By using the rather odd measure of HRSD change score normalised as the standardised mean difference for each group separately their results look rather different to what we would expect from analysing the raw HRSD change scores, and it is not clear that they can be compared to the NICE criterion of d > .5.

Adopting this measure means that a greater improvement from baseline HRSD to outcome HRSD with drug treatment can be normalised away by a greater variance in this group - and it is hardly inconceivable that outcome HRSD variance would increase with an effective, but non-uniform, response to drug treatment.

It is also worth noting that the main conclusion of this paper, at least as far as the media is concerned, that newer anti-depressants shouldn't be prescribed in 'mild' or 'moderate' depression is based on only a single 'moderate' study and extrapolation of the regression line, since the rest of the studies were in 'severe' or 'very severe' depression.

2 comments:

pj said...

Putting the limitations of NICE's arbitrary criteria for 'clinical significance' to one side, I'm not at all sure how Kirsch et al arrived at an effect size of 1.8 HRSD points (my own analyses, and frankly just eye-balling the data, suggests a figure more like 2.8 points overall, with both paroxetine and venlafaxine exceeding three points of HRSD change).

By using the rather odd measure of HRSD change score normalised as the standardised mean difference for each group separately their results look rather different to what we would expect from analysing the raw HRSD change scores, and it is not clear that they can be compared to the NICE criterion of d > .5.

Adopting this measure means that a greater improvement from baseline HRSD to outcome HRSD with drug treatment can be normalised away by a greater variance in this group - and it is hardly inconceivable that outcome HRSD variance would increase with an effective, but non-uniform, response to drug treatment.

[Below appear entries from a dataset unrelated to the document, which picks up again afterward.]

PR #1347, opened 2016-07-25
BUG: Implement `sessions` property for `PanelDailyBarReader`

jbredeche:
Also, renamed it from `_sessions_` to `sessions` and defined an
abstractproperty in `DailyBarReader`.


ssanderson:
LGTM.  Longer term we probably need explicit tests for `USEquityDailyHistoryLoader` using `PanelDailyBarReader`, but for a quick fix this is good I think.

llllllllll:
ping @nathanwolfe

PR #1350, opened 2016-07-26
BUG: run_algorithm errors if market data passed as DataFrame

mannau:
- line 318, in run_algorithm:  ValueError: The truth value of a
DataFrame is ambiguous. Use a.empty, a.bool(), a.item(), a.any() or
a.all().
- line 159, in _run_algorithm: UnboundLocalError: local variable 'env'
referenced before assignment

The following code reproduces the error(s):

```python
from zipline import run_algorithm
from datetime import datetime
from pytz import UTC
from zipline.data.loader import load_from_yahoo
from zipline.api import order, symbol, record

def initialize(context):
    pass

    order(symbol('AAPL'), 10)

if __name__ == '__main__':
    start = datetime(2000, 1, 1, tzinfo=UTC)
    end = datetime(2016, 1, 1, tzinfo=UTC)
    capital_base = 100000
    
    data = load_from_yahoo(stocks=['AAPL'], indexes={}, adjusted=True)
    
    results = run_algorithm(
                  start,
                  end,
                  initialize,
                  capital_base,
                  data=data,
                  bundle=None,
                  default_extension=False
                  )
```

### DIFF
--- a/zipline/utils/run_algo.py
+++ b/zipline/utils/run_algo.py
@@ -12,7 +12,7 @@ try:
     PYGMENTS = True
 except:
     PYGMENTS = False
-from toolz import valfilter, concatv
+from toolz import concatv
 
 from zipline.algorithm import TradingAlgorithm
 from zipline.data.bundles.core import load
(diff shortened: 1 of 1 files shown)


llllllllll:
Thanks for the bugfix! https://github.com/quantopian/zipline/pull/1313 fixes this issue to support passing panels. The implementations are slightly different here. I think think that we do need to create the sim_params directly to properly support the dataframe/panel case. We should be merging the other pr soon which should clean this up.

mannau:
ok, thanks for the reference!

mannau:
Already fixed by #1313

PR #1352, opened 2016-07-27
MAINT: Move daily aggregator to own module.

ehebert:
Break out the daily history aggregator into its own module, instead of
being collocated with DataPortal.


richafrank:
@ehebert Is this purely a move?  If so, then 👍

jbredeche:
lgtm, thanks

PR #1353, opened 2016-07-27
ENH: Yield capital change information

lianga888:
Yield packets for capital changes so downstream processes can consume then

### DIFF
--- a/zipline/algorithm.py
+++ b/zipline/algorithm.py
@@ -847,14 +847,16 @@ class TradingAlgorithm(object):
         self.perf_tracker.prepare_capital_change(is_interday)
 
         if capital_change['type'] == 'target':
-            capital_change_amount = capital_change['value'] - \
+            target = capital_change['value']
+            capital_change_amount = target - \
                 self.updated_portfolio().portfolio_value
             self.portfolio_needs_update = True
 
             log.info('Processing capital change to target %s at %s. Capital '
-                     'change delta is %s' % (capital_change['value'], dt,
+                     'change delta is %s' % (target, dt,
                                              capital_change_amount))
         elif capital_change['type'] == 'delta':
+            target = None
             capital_change_amount = capital_change['value']
             log.info('Processing capital change of delta %s at %s'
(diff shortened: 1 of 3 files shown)


zipline/gens/tradesimulation.py
```diff
@@ -215,8 +209,17 @@ def calculate_minute_capital_changes(dt):
 
             for dt, action in self.clock:
                 if action == BAR:
+                    cc = calculate_minute_capital_changes(dt)
```
ssanderson: Rather than making this a separate step, could we just make `every_bar` return an iterator of packets to yield?  Same with `once_a_day` below.

zipline/algorithm.py
```diff
@@ -853,10 +850,20 @@ def calculate_capital_changes(self, dt, emission_rate, is_interday):
...
-        self.capital_change_deltas.update({dt: capital_change_amount})
         self.perf_tracker.process_capital_change(capital_change_amount,
                                                  is_interday)
 
+        packet = {
+            'capital_change': [
+                {'date': dt,
+                 'type': 'cash',
+                 'target': capital_change['value'] if
+                 capital_change['type'] == 'target' else None,
```
richafrank: Since we already check these cases above, would it make sense to construct `packet` there instead of doing the same check for 'type' here?

zipline/algorithm.py
```diff
@@ -410,9 +410,6 @@ def noop(*args, **kwargs):
         # target/delta of the capital changes, along with values
         self.capital_changes = kwargs.pop('capital_changes', {})
 
-        # A dictionary of the actual capital change deltas, keyed by timestamp
-        self.capital_change_deltas = {}
```
richafrank: Are these the same values that are now being yielded out, so we don't track them here anymore?

lianga888: Correct, I had previously saved the deltas as I thought we might use them, but this attribute doesn't actually get referenced anywhere

richafrank: Ok cool.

It is also worth noting that the main conclusion of this paper, at least as far as the media is concerned, that newer anti-depressants shouldn't be prescribed in 'mild' or 'moderate' depression is based on only a single 'moderate' study and extrapolation of the regression line, since the rest of the studies were in 'severe' or 'very severe' depression.

James Wimberley said...

Doesn't the NICE criterion of "clinical significance" run against its core mandate of promoting cost-effective treatment?

Aspirin is dirt cheap; so it makes sense to take it preventively against heart disease at a very low positive number for effectiveness. On the other hand, if a treatment for depression costs £20,000 it would be reasonable to expect a very large difference against the second-best treatment.

But NICE should incorporate cost-effectiveness explicitly using some indicator of differential quality of life per pound, not by inventing arbitrary cutoffs for clinical effectiveness.